Levantó el torso de éste y vio, en el pecho, en la camisa y en la chaqueta, huellas de las quemaduras provocadas por un disparo a bocajarro. Aquello formaba una gran mancha negruzca donde la sangre mezclaba su púrpura violácea. Al comisario le sorprendió un detalle. Por casualidad, se fijó en uno de los pies. Lo tenía doblado, torcido como todo aquel cuerpo que habían debido aplastar para poder cerrar la puerta. Ahora bien, los zapatos eran un calzado negro muy vulgar, de saldo. Presentaba señales de habérsele echado medias suelas. El tacón estaba gastado por un lado y, en medio de la suela, se veía un agujero redondo que el uso había ido produciendo lentamente. Llegó el comisario especial de la estación, con todos sus galones, muy seguro de sí mismo, y preguntó desde el andén: —¿Qué pasa ahora?… ¿Es un crimen?… ¿Un suicidio?… ¡Que no se toque nada mientras no llegan del Juzgado!… ¡Cuidado!… ¡La responsabilidad es mía! … Maigret se vio apurado para salir de aquel lavabo donde estaba encajado entre las piernas del muerto.

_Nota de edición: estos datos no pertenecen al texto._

PR #356, opened 2022-10-16
Import pre-existing seed phrase during Onboarding

### LINKED ISSUE #318: Recover wallet from secret phrase
ie vanilla recovery of your accounts. Not to be confused with our recovery feature that allows you to change your public key.

kautukkundan:
## What is this PR doing?
Adds ability to use existing seed phrase during wallet generation
Screenshot 2022-10-16 at 9 01 14 PM

pull latest version, remove older extension, import again, use any seed

closes #318 

## Checklist

## Guidelines

### DIFF
--- a/extension/source/Home/Onboarding/SecretPhrasePanel.tsx
+++ b/extension/source/Home/Onboarding/SecretPhrasePanel.tsx
@@ -17,8 +17,8 @@ const SecretPhrasePanel: FunctionComponent<{
     setMnemonic(mnemonicPhrase.split(' '));
   };
 
-  const validateAndSetMnemonic = (mnemonic: string) => {
-    const split = mnemonic.split(' ');
+  const validateAndSetMnemonic = (m: string) => {
+    const split = m.split(' ');
     if (split.length === 12) {
       setMnemonic(split);
     }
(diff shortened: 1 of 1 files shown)


extension/source/Home/Onboarding/SecretPhrasePanel.tsx
```diff
@@ -8,14 +10,69 @@ const SecretPhrasePanel: FunctionComponent<{
...
     const mnemonicPhrase = ethers.Wallet.createRandom().mnemonic.phrase;
     setMnemonic(mnemonicPhrase.split(' '));
-  }, []);
+  };
+
+  const validateAndSetMnemonic = (m: string) => {
+    const split = m.split(' ');
+    if (split.length === 12) {
+      setMnemonic(split);
+    }
```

Con un ademán rápido, profesional, le palpó los bolsillos y se aseguró de que estaban vacíos, absolutamente vacíos. Bajó del vagón, con la pipa apagada, el sombrero torcido, una mancha de sangre en un puño de la camisa. —¡Anda! Es Maigret… ¿Qué piensa usted de todo esto?… —¡Nada! Veremos… —Un suicidio, ¿verdad?… —Si le parece… ¿Ha telefoneado usted al Juzgado?… —En cuanto me he enterado… Una voz gritaba en el altavoz. Algunas personas, que se habían dado cuenta de que ocurría algo anormal, miraban desde lejos el tren vacío, el grupo inmóvil cerca del estribo del coche número 5. Maigret desapareció sin decir nada, salió de la estación y llamó un taxi. —¡Al Majestic!… La tormenta redoblaba. Las calles estaban barridas por torbellinos que daban a los transeúntes la silueta de borrachos. Una teja cayó, en alguna parte, sobre la acera. Los autobuses pasaban a toda marcha. Los Campos Elíseos se habían transformado en una pista medio desierta. Las gotas de agua comenzaban a caer. El portero del Majestic se precipitó hacia el taxi con su enorme paraguas rojo. —¡De la policía!… ¿Acaba de llegar un viajero de la Estrella del Norte? El portero cerró el paraguas. —Ha llegado uno, sí. —Abrigo verde… bigote rubio… —Eso es, pregunte usted en recepción… La gente corría para escapar del chaparrón. Maigret penetró en el hotel con el tiempo justo de evitar unas gotas de lluvia del tamaño de nueces, frías como el hielo.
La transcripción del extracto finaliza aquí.